Cualquier otro habría sucumbido en el proceso, pero Raymond era joven y, ya se ha dicho, ambicioso. Con los guiones un tanto inanes de Don Moore (que no firmaría su colaboración hasta los tiempos de Austin Briggs), las dos series en color irían explorando no tanto la aventura colonial o la fantasía espacial como el desarrollo y el avance de la capacidad cuasi mágica del dibujante. De todos los autores de cómics que en el mundo han sido (quitando a Foster, que ya comenzó su andadura en la perfección y nunca se separó de ella) se espera que evolucionen en su grafismo, que tengan buenos y malos momentos, que se adocenen o acaben por repetirse en fórmulas cómodas. No es el caso de Alex Raymond, quien, esteta inquieto, explora y mejora de semana en semana, experimentando con tramas, rayados, formatos de viñeta, del barroco al clasicismo, buscando siempre la belleza absoluta. Nadie, en la historia de los cómics, ha sido capaz, ni antes ni después, de evolucionar de la manera en que lo hizo Alex Raymond, desde sus titubeantes inicios como dibujante anónimo hasta su temprana muerte en 1956.
Durante diez años, Raymond dibujaría sus dos series dominicales (abandonó pronto la presión de las tiras diarias de X-9), hasta que, inquieto siempre, se ofreció voluntario al cuerpo de marines, pese a su edad, para participar en la Segunda Guerra Mundial. Volvería tras la contienda al mundo civil y crearía, en Rip Kirby (1946), una nueva obra maestra, pero sus personajes primeros gozarían de vida más allá de la espectacular progresión gráfica de su autor, no solo en el medio de los cómics de prensa, sino también, como es sabido, en seriales radiofónicos, cine de serie Z para los sábados, comic books, series de televisión, dibujos animados, abundante merchandising y al menos una película de alto presupuesto.
Pero los auténticos Jim de la Jungla y Flash Gordon son los que, desde 1934 y hasta 1944, poblaron de sueños, aventuras exóticas, experimentación sin límite y glamour las páginas en color de los periódicos de su tiempo. Esos que podemos disfrutar, aquí, de nuevo, ahora.
[1] Buck Rogers 2429 A.D. fue el título original de la serie, cuyo dígito fue avanzando cada año, hasta establecerse finalmente como Buck Rogers in the 25th Century.
[2] Tim Tyler’s Luck (1928) es el título original, la historia de un joven huérfano, Tim Tyler, que se encuentra en su camino a otro muchacho, Spud. El tono humorístico de la serie original se fue decantando hacia la aventura hasta fijarse definitivamente en el África colonial y la “Patrulla del Marfil” donde los dos personajes se asentarían.

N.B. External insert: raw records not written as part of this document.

PR #2999, opened 2023-07-21
Get unique html element id from record view helper

RLangeUni:
According to https://github.com/vufind-org/vufind/pull/2874#issuecomment-1625347871, this PR is the foundation for using unique ids to reference to from other tags with "aria-describedby" or similar.

$idPrefix could be the modal or the context ('list-entry', 'holds', 'illrequests', 'storage-retrieval-requests', 'search-result'). Perhaps a second parameter in getUniqueHtmlElementId could be added to differentiate between context and prefix?

TODO:
- [ ] After merging, open follow-up PR to apply new helper methods in appropriate places; see discussion on #2874.


module/VuFind/src/VuFind/View/Helper/Root/Record.php
```diff
@@ -707,4 +706,33 @@ protected function deduplicateLinks($links)
...
+    }
+
+    /**
+     * Get the source identifier + unique id of the record
+     *
+     * @return string
+     */
+    public function getUniqueIdWithSourcePrefix()
+    {
+        if ($this->driver) {
```
demiankatz, line 889: This function declares that it returns a string, but it can potentially complete without returning a value at all. Maybe it should throw an exception if `$this->driver` is undefined.

module/VuFind/src/VuFind/View/Helper/Root/Record.php
```diff
@@ -415,8 +415,7 @@ public function getSearchResult($view)
      */
     public function getCheckbox($idPrefix = '', $formAttr = false, $number = null)
     {
-        $id = $this->driver->getSourceIdentifier() . '|'
-            . $this->driver->getUniqueId();
+        $id = $this->getUniqueHtmlElementId($idPrefix);
```
demiankatz: I don't think this is working correctly, either in the existing dev code or in this PR. The `$id` value is the record identifier intended to be used as the VALUE of the checkbox. The `$idPrefix` value is a prefix for the HTML ID of the checkbox, but currently, the record/checkbox.phtml template does not set any HTML IDs at all or make use of the `'prefix'` value in the context! We definitely do NOT want to prefix the `$id` value, since that is a reference to a specific record in VuFind, and prefixing it will break functionality related to it. We probably DO want to add an HTML element ID, but we'll need to adjust the template to accept it in that case. I've gone all the way back through history, and this has NEVER been set up correctly. The $idPrefix variable has been present in the helper and unused in the template since the bootstrap3/bootprint3 themes were introduced in 2014. Maybe the solution is something like this:

```
$context = compact('number') + [
    'id' => $this->getUniqueIdWithSourcePrefix(),
    'checkboxElementId' => $this->getUniqueHtmlElementId($idPrefix),
];
```

demiankatz (changes requested):
Thanks for getting this started, @RLangeUni -- I think this has turned up some issues that require a little more work. See comments below!

demiankatz:
@elsenhans and @RLangeUni, there hasn't been further activity here for more than a month -- just wanted to be sure you saw my earlier review. Please let me know if you need any more action/information from my end!

elsenhans:
Hi, @demiankatz , thanks for the reminder!
As far as I know, @RLangeUni  had waited for the merge of https://github.com/vufind-org/vufind/pull/2982

demiankatz:
Thanks, @elsenhans -- sorry that #2982 took so long to resolve, but now that it's finally done, hopefully we can make more progress here.

demiankatz:
I'm moving this to the 10.0 milestone, as we're getting close to the 9.1 code freeze, and I don't think this is going to get done in time. Of course, happy to keep working on it regardless whenever you're ready!

demiankatz:
@RLangeUni / @elsenhans, now that 10.0 development is beginning, I'm just checking in to see where we are on this PR. Please let me know if you need any action on my end to get this moving again.

elsenhans:
@RLangeUni , @demiankatz 
If someone can tell me what is still missing or needs to be adjusted here, I would continue working on the PR. However, I am a frontend developer and it seems that the problems regarding the ID have to be solved mainly with PHP. Is that correct?

demiankatz:
@elsenhans, see my review comments above for the specific issues I highlighted on my previous review. As you say, all of this is touching PHP code, but it is PHP code that is used to set values for building the front-end templates, so it's definitely front-end-adjacent. Perhaps a conversation with @RLangeUni would be in order... or, if you'd like me to make some of my proposed changes so that you can test them, that's also an option (though I probably won't get to it quickly due to my long backlog of reviews at the moment).

elsenhans:
@RLangeUni has informed me about the current status of the PR. The ID is already provided and the access to the ID in the templates should be implemented in a separate PR. 
The comments and the error are still being worked on in this PR. For the changes of templates we would create a new PR.

demiankatz:
Thanks, @elsenhans -- then I'll just wait for the work to be completed on my earlier review comments. If I can do anything to help in the meantime, please let me know!

demiankatz:
@elsenhans / @RLangeUni, with the 10.0 release beginning to draw near, do you expect to do more work on this soon, or should we reschedule for a future release? I also notice that there is a conflict in the test class -- please let me know if you need my help to resolve that.

jpkanter:
As @RLangeUni is on vacation this week i quickly tried to take over the open points but my lack of knowledge with PHPUnit made it impossible to replace the correct withConsecutive Call. Is next week early enough?

module/VuFind/tests/unit-tests/src/VuFindTest/View/Helper/Root/RecordTest.php
```diff
@@ -365,6 +365,21 @@ public function testGetLink(
...
     }
 
+    /**
+     * Helper function for testGetCheckbox to simulate withConsecutive deprecated in PhpUnit 9.6
+     * stolen from https://stackoverflow.com/a/75536028
+     *
+     * @param ...$args
+     * @return callable
+     */
+    public function consecutiveCalls(...$args): callable
```
demiankatz: You might find it helpful to use [WithConsecutiveTrait.php](https://github.com/vufind-org/vufind/blob/dev/module/VuFind/src/VuFindTest/Feature/WithConsecutiveTrait.php) here -- that's the general-purpose solution I used to replace the deprecated withConsecutive method in other tests.

demiankatz (changes requested):
@jpkanter, thanks for the progress here. I haven't fully reviewed your changes yet since I'm not sure if you're completely done yet, but I noticed that your test changes may be able to be simplified. See below...

demiankatz:
@jpkanter, this can definitely wait a week or two if necessary. But if you need help adapting the test to use WithConsecutiveTrait as I suggested, let me know and I don't mind helping. :-)

module/VuFind/tests/unit-tests/src/VuFindTest/View/Helper/Root/RecordTest.php
jpkanter: Thats an interesting headsup, i will look into it tomorrow. I am indeed not done, i quickly threw some code together as the necessary changes seemed rather simple and i had no running test-environment on my local machine. As i cannot continue to spam not working tests i should probably get that going again.

module/VuFind/src/VuFind/View/Helper/Root/Record.php
```diff
@@ -419,10 +419,10 @@ public function getSearchResult($view)
      */
     public function getCheckbox($idPrefix = '', $formAttr = false, $number = null)
     {
-        $id = $this->driver->getSourceIdentifier() . '|'
-            . $this->driver->getUniqueId();
-        $context
-            = ['id' => $id, 'number' => $number, 'prefix' => $idPrefix];
+        $context = compact('number') + [
```
demiankatz, line 563: It looks to me like this refactoring is dropping the `prefix` element from the array. While I realize in the long-term we may no longer need that value, I think in the short-term, we probably still need it (unless there are corresponding template changes that are meant to be in this PR but are somehow missing).

module/VuFind/src/VuFind/View/Helper/Root/Record.php
```diff
@@ -419,10 +419,10 @@ public function getSearchResult($view)
...
+            'id' => $this->getUniqueIdWithSourcePrefix(),
+            'checkboxElementId' => $this->getUniqueHtmlElementId($idPrefix)
+            ];
```
demiankatz: Minor style point: I'd de-indent the closing `];` here for consistency with code style elsewhere.

demiankatz (changes requested):
A couple of other small details...

module/VuFind/src/VuFind/View/Helper/Root/Record.php
demiankatz: Interestingly, it does appear that prefix is unused by the current [checkbox.phtml](https://github.com/vufind-org/vufind/blob/dev/themes/bootstrap3/templates/record/checkbox.phtml), so maybe it is okay to remove it. But it might also be worth updating the template to actually include the ID value since we're going to the trouble of creating it. The only question is whether there's any risk of that causing duplicate element IDs under any circumstances.

robertlange81:
Sorry for the delay. I'll try to fix this today.

themes/bootstrap3/templates/record/checkbox.phtml
```diff
@@ -1,5 +1,5 @@
 <label class="record-checkbox hidden-print">
-  <input class="checkbox-select-item" type="checkbox" name="ids[]" value="<?=$this->escapeHtmlAttr($this->id) ?>"<?php if (isset($this->formAttr)): ?> form="<?=$this->formAttr ?>"<?php endif; ?> aria-label="<?=$this->transEscAttr('select_item')?>">
+  <input <?php if (isset($this->checkboxElementId)): ?>id="<?=$this->checkboxElementId ?>"<?php endif; ?> class="checkbox-select-item" type="checkbox" name="ids[]" value="<?=$this->escapeHtmlAttr($this->id) ?>"<?php if (isset($this->formAttr)): ?> form="<?=$this->formAttr ?>"<?php endif; ?> aria-label="<?=$this->transEscAttr('select_item')?>">
```
demiankatz: I think we need to add `$this->escapeHtmlAttr()` around `$this->checkboxElementId` to ensure safe escaping of the value.

demiankatz (changes requested):
Thanks for the progress on this, @RLangeUni! Looks like you might need to run `composer fix` to clean up some minor style things. Also, please let me know if you need my help with the test issues discussed in earlier comments.

themes/bootstrap3/templates/record/checkbox.phtml
robertlange81: I wasn't sure whether it was escaped before, but seems to be needed.

robertlange81:
Probably it is useful to add tests for getUniqueIdWithSourcePrefix and getUniqueHtmlElementId. And should we change templates in a separate PR only?

module/VuFind/tests/unit-tests/src/VuFindTest/View/Helper/Root/RecordTest.php
```diff
@@ -372,28 +372,42 @@ public function testGetLink(
...
-            $context
+        ];
+
+        $this->expectConsecutiveCalls(
+            $context,
+            'renderInContext',
+            $expectedCalls,
+            ['success', 'success']
         );
-        // We run the test twice to ensure that checkbox incrementing works properly:
```
demiankatz, line 413: I think this comment is still true; you might not want to delete it.

module/VuFind/src/VuFind/View/Helper/Root/Record.php
```diff
@@ -711,4 +712,34 @@ protected function deduplicateLinks($links)
...
+    /**
+     * Get the source identifier + unique id of the record
+     *
+     * @return string
+     */
+    public function getUniqueIdWithSourcePrefix()
+    {
+        if ($this->driver) {
+            return "{$this->driver->tryMethod('getSourceIdentifier')}"
+                . "|{$this->driver->tryMethod('getUniqueId')}";
```
demiankatz: Both `getSourceIdentifier` and `getUniqueId` are required by the `AbstractBase` record driver, so I don't think it's necessary to use `tryMethod` here -- they should be guaranteed to exist in any legal record driver.

demiankatz (changes requested):
Thanks, @RLangeUni -- I think this could be safely merged now, but a couple of suggestions that might polish up the changes.

Also, as you say, it never hurts to be comprehensive in test coverage, so if you want to add some new test methods to cover the new support methods, that would be great too!

Please let me know if I can help with anything, and also when you're ready for me to do another (hopefully final) review.

robertlange81:
bah, my sniffer works in finc but not on dev ...

robertlange81:
I 've added an additional test for getUniqueHtmlElementId, that should cover getUniqueIdWithSourcePrefix too. If it is not appropriate I could revert it.

demiankatz:
Thanks, @robertlange81 -- this all looks good to me now. I'm going to talk with @EreMaijala about some potential edge cases in combined search that could lead to duplicate IDs on the page before I merge this -- we might be able to address that issue using whatever mechanism we come up with to solve #3557. But in the meantime, I don't think any further work is required on your part. I'll keep you posted on what we come up with! :-)

demiankatz (changes requested):
@RLangeUni, I spoke with @EreMaijala, and he agrees that there is a remaining problem that we need to solve: it is possible to have multiple columns of results coming from the same search backend in combined search, but with different applied filters. In some configurations, it would be possible for the exact same record to appear in multiple columns on a single page. As written here, this would cause duplicate HTML IDs, which is illegal.

Would it make sense to add something like a uuid suffix onto the generated IDs to ensure uniqueness? Obviously, the problem with that is that multiple calls to the getUniqueHtmlElementId() method would return different values. Depending on the expected/intended usage, this could be good or bad. Basically it all comes down to whether we expect to call getUniqueHtmlElementId once, assign the value to variable, and use that value in multiple places... or if we expect to be able to call it multiple times and always get the same value back for the same record.

Do you have any thoughts/preferences on this? Since this is foundational work, I just want to be sure we build it in a way that's sufficiently robust and flexible to meet all future needs.

robertlange81:
This sounds like a tough nut to crack. At finc, we have so far only used one result list. If a page generates two lists, both with the same backend (Solr), then the IDs would be identical, unless you specify a context/prefix. In our example with the checkbox in list-entry, you would need to call the checkbox with getCheckbox('search-results-1'). This would be error-prone and involve a lot of logic spread over several templates.

Another option is to try using UUIDs, hash codes, or timestamps to generate a unique ID for each element, but then the reference from other templates will become the problem. Here, it's a case of the chicken and the egg.

I think it depends on what we want to use the unique ID for. If it's 'just' about referring to it with aria-* attributes or adding it to a watchlist, maybe just one record with a unique ID would suffice. That is, generate the checkboxElementId only for the first element => createUniqueHtmlElementId, include it in a static list of IDs, and retrieve it with getUniqueHtmlElementId. That means the same record in list2 would have no id at all. Then we would need to test what happens with JavaScript etc. when a record is saved as a favorite; whether then both records in both lists are marked. But this problem should have already been solved without the unique ID. An exception should be records in modals - here we should use a prefix 'modal' or similar, but I have in mind, this approach was not very popular?

demiankatz:
@robertlange81, my first thought was this: what if we generate a unique record set ID (e.g. a uuid) in AbstractBackend::injectSourceIdentifier, and then push that into a new method in RecordCollectionInterface/AbstractRecordCollection (e.g. setResultSetIdentifier) that in turn pushes the value into a matching method in RecordInterface/RecordTrait? This way, every record driver will have a stable unique ID, and if the same record is retrieved in multiple contexts, they won't conflict, even if the code that retrieves them runs in isolation (e.g. via an AJAX request). It just requires that we use the same record driver object every time we want to reference an ID related to that specific object.

But on thinking deeper, that seems like a lot of work with little benefit. It would allow us to create more human-readable identifiers, but they would be very long, and does it matter if humans can read them? Maybe, as you say, all we really need is a getRecordUuid method on the record driver that generates and persists an ID unique to that particular instance of the record. As above, as long as we use the same record driver object every time we reference the instance we are working with, we can store a UUID in the object and be confident that things will match up, but separate instances of the same record will have different IDs. This would allow us to match up element IDs across templates without problems (as long as the record driver object can be shared). As you say, we would need to prefix the IDs for various contexts, but I don't think that should be a big problem.

Do you think this is an approach worth pursuing?

robertlange81:
To stay on top of the matter, I will try to implement a solution this week. Although I'm not entirely sure yet how I will reproduce the scenario with the two result lists.

demiankatz:
Thanks, @robertlange81. The easiest way to reproduce the scenario with multiple result lists is to set up combined.ini with multiple identical columns. You can do this by using a colon and an identifier after the section name -- e.g.

```
[Solr]
label = Catalog
;sublabel = "library books, videos, CDs, microform, local resources"
more_link = "More catalog results"
;advanced_link_bottom = "Advanced Search"
;limit = 10

[Solr:duplicate]
label = "Catalog (duplicate copy)"
;sublabel = "library books, videos, CDs, microform, local resources"
more_link = "More catalog results"
;advanced_link_bottom = "Advanced Search"
;limit = 10
```

If you go to /Combined under your VuFind URL and do a search, this should show you the same results twice in different columns.

Please let me know if you need more detail/assistance to set this scenario up.

demiankatz:
@robertlange81, just checking in to see if you've had a chance to make any progress here. We should probably freeze code for the 10.0 release in the next week (or two, at the extreme). Please let me know if I can do anything to help!

demiankatz:
Looks like this isn't going to get done in time for 10.0; since it's a relatively small change, I have moved the milestone to 10.1.

demiankatz:
Looks like this isn't going to get done in time for 10.0; since it's a relatively small change, I have moved the milestone to 10.1.

robertlange81:
> Looks like this isn't going to get done in time for 10.0; since it's a relatively small change, I have moved the milestone to 10.1.

"Unfortunately, I didn't make it in time. Hopefully for 10.1."

robertlange81:
I implemented a unique result set identifier for records, ensuring that each record receives a UUID-like identifier to avoid conflicts. PHPStn forced me to add the $recordCollection property in AbstractBackend. generateUuid() could be more handsome and moved to some Utils class? But I didn't found an existing appropriate. The template changes should not be merged. They are more for my own comparism. For example in result-list should be later changed like `<a id="<?=$this->escapeHtmlAttr($this->record($this->driver)->getUniqueHtmlElementId())?>" ...`  - so it seems that there are no duplicate ids in the combined search.

module/VuFindSearch/src/VuFindSearch/Backend/AbstractBackend.php
```diff
@@ -116,6 +126,39 @@ abstract public function getRecordCollectionFactory();
...
+    /**
+     * Sets the result set identifier for the record collection.
+     *
+     * @param string $uuid A valid UUID associated with the data set.
+     *
+     * @return void
+     */
+    public function setResultSetIdentifier(string $uuid)
+    {
+        $this->recordCollection->setResultSetIdentifier($uuid);
```
demiankatz: Is this method actually used? I think the property you were forced to add was related to the call in this method, but I suspect this method is unnecessary.

demiankatz (changes requested):
Thanks, @RLangeUni! I think we're nearly done here, but I think the phpstan issue you reported may have been related to some orphaned and unnecessary code; see below for details.

robertlange81:
In the AbstractBackend class, I already had a slight suspicion that I was too eager. It seems "setResultSetIdentifier" is sufficient for the records/collections. Is the generation of the UUID alright? With Doctrine, one could also use its helper methods (Doctrine\ORM\Id\UuidGenerator).

robertlange81:
"injectSourceIdentifier" is also called from InjectSpellingListener.php - should we check within AbstractBackend::injectSourceIdentifier() whether `$response->getRecords()` is empty or zero before setting the result set identifier unnecessarily?

module/VuFindSearch/src/VuFindSearch/Response/RecordTrait.php
```diff
@@ -47,6 +47,16 @@ trait RecordTrait
...
 
+    /**
+     * The unique identifier for the result set.
+     *
+     * This property stores a UUID or similar identifier that uniquely identifies
+     * the result set. It is typically set by calling the `setResultSetIdentifier` method.
+     *
+     * @var string|null
+     */
+    protected $resultSetIdentifier;
```
demiankatz: I'd suggest explicitly initializing this to null.

module/VuFind/src/VuFind/View/Helper/Root/Record.php
```diff
@@ -857,4 +858,36 @@ protected function deduplicateLinks($links)
...
+     *
+     * @return string
+     */
+    public function getUniqueHtmlElementId($idPrefix = '')
+    {
+        return preg_replace(
+            "/\s+/",
+            '_',
+            ($idPrefix ? $idPrefix . '-' : '')
+            . $this->driver->getResultSetIdentifier() . '-'
```
demiankatz: We should add handling here to ensure this value is non-null, since concatenating null into a string may cause a notice. It would probably be good to add a case to the unit test to cover the "null record set identifier" case so we can ensure it behaves as expected.

module/VuFindSearch/src/VuFindSearch/Backend/AbstractBackend.php
```diff
@@ -116,6 +119,27 @@ abstract public function getRecordCollectionFactory();
     protected function injectSourceIdentifier(RecordCollectionInterface $response)
     {
         $response->setSourceIdentifiers($this->identifier);
+        $response->setResultSetIdentifier($this->generateUuid());
```
demiankatz: I think this approach is fine for now, but maybe it's worth putting a TODO comment here to switch to using the Doctrine UUID generator once it becomes available to us in the future. Then we could potentially address that as part of (or sometime after the merge of) #2233.

demiankatz:
> "injectSourceIdentifier" is also called from InjectSpellingListener.php - should we check within AbstractBackend::injectSourceIdentifier() whether `$response->getRecords()` is empty or zero before setting the result set identifier unnecessarily?

I suppose it wouldn't hurt to count the records before generating the UUID to potentially save a few cycles, though I don't think it's a huge issue.

demiankatz (changes requested):
See below for a few more minor suggestions!

demiankatz:
I'm also requesting a review from @maccabeelevine since #3552 is going to depend on the work here, so his opinion/input may be valuable!

robertlange81:
Adopted the last suggestions. Thanks for your support!

demiankatz (approved):
Thanks, @RLangeUni, this all looks good to me now. I appreciate your persistence in seeing this through to the end. :-)

I'm not going to merge it quite yet, just in case anyone else has last-minute feedback. I'll resolve it next week if there is no conversation before then.

maccabeelevine (approved):
Works very nicely!

demiankatz:
Thanks, @RLangeUni and @maccabeelevine. @EreMaijala pointed out that it might be better to generate real UUIDs with the ramsey/uuid library to prevent confusion. I'm inclined to agree but don't want to further delay this PR, so I'll merge this as-is and open a separate UUID PR shortly.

[3] Curiosa ironía: Flash Gordon se origina cuando no pueden conseguirse los derechos de John Carter de Marte. Cuarenta años más tarde, cuando no pueden conseguirse los derechos de Flash Gordon, George Lucas crea Star Wars. Tanto un título como el otro tienen al personaje de Edgar Rice Burroughs como influencia y modelo. Y, tras el impacto de Star Wars, Flash Gordon y John Carter se acercan al estilo de la saga galáctica.
ROBIN HOOD EN EL ESPACIO, GARY COOPER QUE ESTÁS EN LA JUNGLA
Cuentan que una dama de alto copete e influencia económica y política, devota y apasionada adalid del creacionismo, puso el grito en el cielo, dio un golpe de teléfono y levantó la liebre contra Flash Gordon. No por la cantidad de bellas féminas y bellos gimnastas semidesnudos (estamos en los años treinta todavía, recuerden) que eran santo y seña de la tira, sino por el descarado desfile de criaturas antropomórficas con las que el bello Flash y su no menos bella compañera Dale se iban encontrando semana a semana: hombres halcón, hombres lagarto, hombres bestias… lo que se le fuera antojando a la imaginación del dibujante (¿o del guionista?). Dios había creado al hombre a su imagen y semejanza y por tanto era imposible que, en otros planetas, su semejanza tuviera rasgos animalescos: una agencia seria con miles de anunciantes como era la King Features Syndicate no podía posicionarse a favor de la evolución en ese sentido.
Como resultado, Flash dejó de encontrarse con seres mitad humanoides mitad animalescos para centrarse, a partir de entonces, en cada-vez-más-bellos seres humanos (y sobre todo cada vez más despampanantes reinas humanas).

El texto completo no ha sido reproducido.